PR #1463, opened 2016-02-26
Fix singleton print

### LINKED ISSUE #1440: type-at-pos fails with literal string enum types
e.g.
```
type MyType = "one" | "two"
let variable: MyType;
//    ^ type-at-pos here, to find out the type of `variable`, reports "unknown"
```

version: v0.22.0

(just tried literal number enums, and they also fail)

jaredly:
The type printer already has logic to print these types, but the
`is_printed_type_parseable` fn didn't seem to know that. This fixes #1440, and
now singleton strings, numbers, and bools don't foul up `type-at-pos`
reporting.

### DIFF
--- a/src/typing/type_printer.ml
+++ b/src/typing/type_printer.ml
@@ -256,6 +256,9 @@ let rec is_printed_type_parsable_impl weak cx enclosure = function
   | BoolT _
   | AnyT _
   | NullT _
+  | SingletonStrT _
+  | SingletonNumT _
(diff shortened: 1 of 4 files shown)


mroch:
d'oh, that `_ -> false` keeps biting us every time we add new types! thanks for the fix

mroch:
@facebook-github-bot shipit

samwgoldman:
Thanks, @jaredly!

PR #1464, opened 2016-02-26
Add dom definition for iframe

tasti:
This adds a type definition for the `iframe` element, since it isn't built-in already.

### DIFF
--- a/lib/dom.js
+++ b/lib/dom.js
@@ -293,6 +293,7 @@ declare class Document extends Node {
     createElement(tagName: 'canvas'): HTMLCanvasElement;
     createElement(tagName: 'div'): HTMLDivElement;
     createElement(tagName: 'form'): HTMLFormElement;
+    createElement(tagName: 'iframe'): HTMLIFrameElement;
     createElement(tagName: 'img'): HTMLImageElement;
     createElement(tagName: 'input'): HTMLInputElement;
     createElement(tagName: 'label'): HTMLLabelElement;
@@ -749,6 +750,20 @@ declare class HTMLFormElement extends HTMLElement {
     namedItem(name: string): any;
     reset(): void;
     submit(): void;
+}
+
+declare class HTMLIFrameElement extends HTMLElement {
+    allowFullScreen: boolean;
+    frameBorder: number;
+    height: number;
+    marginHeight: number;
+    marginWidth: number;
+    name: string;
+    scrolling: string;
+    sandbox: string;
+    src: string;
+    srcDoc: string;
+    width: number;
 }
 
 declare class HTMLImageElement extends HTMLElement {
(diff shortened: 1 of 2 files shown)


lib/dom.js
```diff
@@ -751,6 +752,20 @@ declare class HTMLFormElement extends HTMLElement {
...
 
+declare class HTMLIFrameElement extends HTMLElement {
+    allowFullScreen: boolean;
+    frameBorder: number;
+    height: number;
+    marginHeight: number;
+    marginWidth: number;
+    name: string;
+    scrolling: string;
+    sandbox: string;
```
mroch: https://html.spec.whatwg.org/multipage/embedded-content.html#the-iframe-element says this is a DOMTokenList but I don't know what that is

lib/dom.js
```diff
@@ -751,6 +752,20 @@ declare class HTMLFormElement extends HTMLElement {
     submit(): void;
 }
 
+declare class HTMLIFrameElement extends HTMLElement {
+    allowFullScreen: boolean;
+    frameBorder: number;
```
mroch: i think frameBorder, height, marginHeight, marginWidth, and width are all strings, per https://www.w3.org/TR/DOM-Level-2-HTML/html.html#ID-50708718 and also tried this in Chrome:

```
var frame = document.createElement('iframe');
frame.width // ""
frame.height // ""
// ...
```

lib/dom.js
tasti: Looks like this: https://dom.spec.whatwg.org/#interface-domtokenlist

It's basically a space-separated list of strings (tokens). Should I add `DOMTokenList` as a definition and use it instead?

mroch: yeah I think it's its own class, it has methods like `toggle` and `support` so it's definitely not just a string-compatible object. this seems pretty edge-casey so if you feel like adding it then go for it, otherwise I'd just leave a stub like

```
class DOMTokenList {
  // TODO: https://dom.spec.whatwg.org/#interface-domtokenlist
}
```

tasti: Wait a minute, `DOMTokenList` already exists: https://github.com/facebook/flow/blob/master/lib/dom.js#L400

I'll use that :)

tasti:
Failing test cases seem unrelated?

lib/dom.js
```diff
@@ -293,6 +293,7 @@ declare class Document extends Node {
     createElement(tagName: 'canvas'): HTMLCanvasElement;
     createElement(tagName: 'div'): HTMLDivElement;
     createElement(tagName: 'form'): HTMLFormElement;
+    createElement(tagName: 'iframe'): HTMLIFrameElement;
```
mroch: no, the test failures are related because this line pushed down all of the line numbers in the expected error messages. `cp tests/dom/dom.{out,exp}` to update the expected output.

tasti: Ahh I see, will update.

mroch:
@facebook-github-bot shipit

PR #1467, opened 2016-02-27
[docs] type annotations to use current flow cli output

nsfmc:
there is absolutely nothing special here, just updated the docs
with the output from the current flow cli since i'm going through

To do: Going down the listing above, begin printing at the line with "for the fix" and finish with the line with "--- a/lib/dom.js", exactly as they appear.

Answer for the task:
d'oh, that `_ -> false` keeps biting us every time we add new types! thanks for the fix

mroch:
@facebook-github-bot shipit

samwgoldman:
Thanks, @jaredly!

PR #1464, opened 2016-02-26
Add dom definition for iframe

tasti:
This adds a type definition for the `iframe` element, since it isn't built-in already.

### DIFF
--- a/lib/dom.js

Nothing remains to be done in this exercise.